Pittsburgh Landmark – PHLF
- Designated: 2002

= Byham Theater =

Theater and movie theater in Pittsburgh, Pennsylvania

The Byham Theater is a landmark building at 101 Sixth Street in the Cultural District of Downtown Pittsburgh, Pennsylvania, United States. Originally built in 1903 as The Gayety Theater, the former vaudeville house was renovated and reopened as The Byham Theater in 1990.

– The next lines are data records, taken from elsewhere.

PR #112, opened 2015-08-13
Modularized three main charts

CBarrett2:
This isn't to pull quite yet, but spent some time splitting the charts up into different files. I've used events to communicate changes in view and when to render. Thoughts?

### DIFF
--- a/src/assets/js/chart/navChart.js
+++ b/src/assets/js/chart/navChart.js
@@ -1,0 +1,72 @@
+(function(sc) {
+    'use strict';
+    // Helper functions
+    sc.chart.navChart = function() {
+
+        var navTimeSeries = fc.chart.linearTimeSeries()
+            .yTicks(0);
+
+        var area = fc.series.area()
+            .yValue(function(d) { return d.open; });
+
+        var line = fc.series.line()
+            .yValue(function(d) { return d.open; });
+
+        var brush = d3.svg.brush();
+
+        var navMulti = fc.series.multi().series([area, line, brush]);
+
+        var viewScale = fc.scale.dateTime();
+
+        function navChart(selection) {
+            var data = selection.datum();
+
+            viewScale.domain(data.viewDomain)
+                .range([0, selection.attr('width')]);
+
+            var yExtent = fc.util.extent(sc.util.filterDataInDateRange(data,
+                fc.util.extent(data, 'date')), ['low', 'high']);
+
+            navTimeSeries = fc.chart.linearTimeSeries()
+                .xDomain(fc.util.extent(data, 'date'))
+                .yDomain(yExtent);
+
+            brush.on('brush', function() {
+                if (brush.extent()[0][0] - brush.extent()[1][0] !== 0) {
+                    // Control the shared view scale's domain
+                    sc.dispatch.viewChange([brush.extent()[0][0], brush.extent()[1][0]]);
+                }
+            });
+
+            // Allow to zoom using mouse, but disable panning
+            var zoom = d3.behavior.zoom();
+            zoom.x(viewScale)
+                .on('zoom', function() {
+                    if (zoom.scale() === 1) {
+                        zoom.translate([0, 0]);
+                    } else {
+                        // Usual behavior
+                        sc.zoomCall(zoom, data, viewScale)();
+                    }
+                });
+            selection.call(zoom);
+
+
+            navMulti.mapping(function(series) {
+                if (series === brush) {
+                    brush.extent([
+                        [viewScale.domain()[0], navTimeSeries.yDomain()[0]],
+                        [viewScale.domain()[1], navTimeSeries.yDomain()[1]]
+                    ]);
+                }
+                return data;
+            });
+
+            navTimeSeries.plotArea(navMulti);
+            selection.call(navTimeSeries);
+        }
+
+        return navChart;
+    };
+
+})(sc);
--- a/src/assets/js/chart/navChart.js
+++ b/src/assets/js/chart/navChart.js
@@ -46,7 +46,7 @@
                         zoom.translate([0, 0]);
                     } else {
                         // Usual behavior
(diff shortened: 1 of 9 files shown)


djmiley:
#70

CBarrett2:
Resolves #115 #116 and #117 plus sets up an events system that should make some other modularizations easier

CBarrett2:
Would appreciate another look-over of this :)

src/assets/js/sc.js
```diff
@@ -13,6 +13,7 @@
                 coinbase: {}
             }
         },
-        util: {}
+        util: {},
+        chart: {}
     };
```
djmiley: Alphabetical order?

src/assets/js/main.js
```diff
@@ -61,75 +69,25 @@
                 .node()
                 .value;
             changeSeries(seriesTypeString);
+            render();
         });
```
djmiley: Is there a reason you've changed `changeSeries`?

src/assets/js/main.js
```diff
@@ -12,23 +12,30 @@
     var ohlc = fc.series.ohlc();
     var point = fc.series.point();
     var line = fc.series.line();
+    line.isLine = true;
```
djmiley: My menu request should solve this hopefully.

src/assets/js/main.js
CBarrett2: It no longer has access to the multi inside primaryChart, so it has to go through primaryChart.changeSeries now.

src/assets/js/main.js
CBarrett2: I saw your solution to that, I like it!

src/assets/js/main.js
djmiley: Yes, that's good.

src/assets/js/chart/navChart.js
```diff
@@ -0,0 +1,78 @@
...
+                return data;
+            });
+
+            navTimeSeries.plotArea(navMulti);
+            selection.call(navTimeSeries);
+        }
+
+        navChart.onViewChange = function(func) {
+            dispatch.on('viewChange', func);
+        };
```
djmiley: `viewChange.navChart` ?

src/assets/js/chart/primaryChart.js
```diff
@@ -0,0 +1,122 @@
...
+            dispatch.on('viewChange.primaryChart', func);
+        };
+
+        primaryChart.changeSeries = function(series) {
+            multi.series([gridlines, movingAverageLine, series, closeAxisAnnotation]);
+            return primaryChart;
+        };
+
+        d3.rebind(primaryChart, timeSeries, 'xDomain');
+
```
djmiley: Is this needed? Have a check.

djmiley:
'viewChange' -> 'viewChanged'? Other than that, looks good.

src/assets/js/chart/primaryChart.js
```diff
@@ -0,0 +1,122 @@
...
+            });
+
+            // Scale y axis
+            var yExtent = fc.util.extent(sc.util.filterDataInDateRange(data, timeSeries.xDomain()), ['low', 'high']);
+            // Add 10% either side of extreme high/lows
+            var variance = yExtent[1] - yExtent[0];
+            yExtent[0] -= variance * 0.1;
+            yExtent[1] += variance * 0.1;
+            timeSeries.yDomain(yExtent);
+
```
djmiley: Also remove lines 88 to 91. #91 #109

src/assets/js/chart/navChart.js
```diff
@@ -0,0 +1,78 @@
...
+                }
+                return data;
+            });
+
+            navTimeSeries.plotArea(navMulti);
+            selection.call(navTimeSeries);
+        }
+
+        navChart.onViewChange = function(func) {
+            dispatch.on('viewChange.navChart', func);
```
tlsim: Does the namespace make any difference here?

CBarrett2: I don't think so

src/assets/js/main.js
```diff
@@ -12,23 +12,30 @@
...
+    var navChart = sc.chart.navChart();
+
+    function onViewChange(domain) {
+        data.viewDomain = [domain[0], domain[1]];
+        render();
+    }
 
-    var standardDateDisplay = [data[Math.floor((1 - navAspect * goldenRatio) * data.length)].date,
-        data[data.length - 1].date];
+    primaryChart.onViewChange(onViewChange);
```
tlsim: prefer `primaryChart.on('viewChange' onViewChanged)` so it's clear that it's using d3 events.

src/assets/js/main.js
```diff
@@ -12,23 +12,30 @@
...
+    line.isLine = true;
     var area = fc.series.area();
 
-    var currentSeries = candlestick;
-
     var data = fc.data.random.financial()(250);
 
-    // Using golden ratio to make initial display area rectangle into the golden rectangle
-    var goldenRatio = 1.618;
+    data.viewDomain = [];
```
tlsim: Would be better not to store this on the data array itself. Bind a model with both `data` and `viewDomain` instead.

tlsim:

Built in 1903 and opened Halloween night 1904, the then-named Gayety Theater was stage and vaudeville house, and it featured stars such as Ethel Barrymore, Gertrude Lawrence, and Helen Hayes. It was renamed The Fulton in the 1930s when it became a full-time movie theater. The classic horror film Night of the Living Dead, which was filmed in and around Pittsburgh, had its world premiere at the Fulton in 1968. In 1990 the Pittsburgh Cultural Trust bought the theater and refurbished the Fulton as part of its plan for the Cultural District. Carolyn M. Byham and William C. Byham of Pittsburgh made a major naming gift for a 1995 renovation, and it has been the Byham Theater since.

==1960 World Series Game Seven==
For the 50th anniversary of the Bill Mazeroski's series winning home run, the first public showing of the Game 7 tape discovered in December 2009 was hosted by Bob Costas at the theater on November 13, 2010 at 6 p.m. Mazeroski was joined by Pirate MVP Dick Groat and former Yankee Bobby Richardson to be interviewed during the showing of the game. MLB Network then telecast the game and interviews nationally.